### Information shown:
PR #6, opened 2020-09-29
Setup CI for main branch

Everest2020:
In order to keep the project healthy, we would like to setup CI.
- Use dotnet CLI to build the solution.
- Use dotnet CLI to run the tests.


SukruthGrandhiNI (approved):

jryckman (commented):
Is there a way to add a stage to this pipeline that runs all the test in the test assemblies?

Everest2020:
> Is there a way to add a stage to this pipeline that runs all the test in the test assemblies?

I already added one, 

>   - name: Run Tests
        run: dotnet test NationalInstruments.Analyzers.sln

.github/workflows/ci.yml
```diff
@@ -0,0 +1,37 @@
...
+  # This workflow contains a single job called "build"
+  build:
+    # The type of runner that the job will run on
+    runs-on: windows-latest
+
+    # Steps represent a sequence of tasks that will be executed as part of the job
+    steps:
+      # Checks-out your repository under $GITHUB_WORKSPACE, so your job can access it
+      - uses: actions/checkout@v2
+        name: Checkout code
```
jryckman: I don't fully understand yml, but it seems weird that the first usage here has `-uses`  first with the dash in front of it and name below, where everything else is the opposite. Is that intentional?

Everest2020: The order does not matter. According to the yaml syntax, the first section should begin with '-'

jryckman (approved):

### What is required:
Using the entries above, output exactly the lines between the line holding "Setup CI for main branch" and the line holding "name: Run Tests", end lines included, and nothing more.

### Written response:
Setup CI for main branch

Everest2020:
In order to keep the project healthy, we would like to setup CI.
- Use dotnet CLI to build the solution.
- Use dotnet CLI to run the tests.


SukruthGrandhiNI (approved):

jryckman (commented):
Is there a way to add a stage to this pipeline that runs all the test in the test assemblies?

Everest2020:
> Is there a way to add a stage to this pipeline that runs all the test in the test assemblies?

I already added one, 

>   - name: Run Tests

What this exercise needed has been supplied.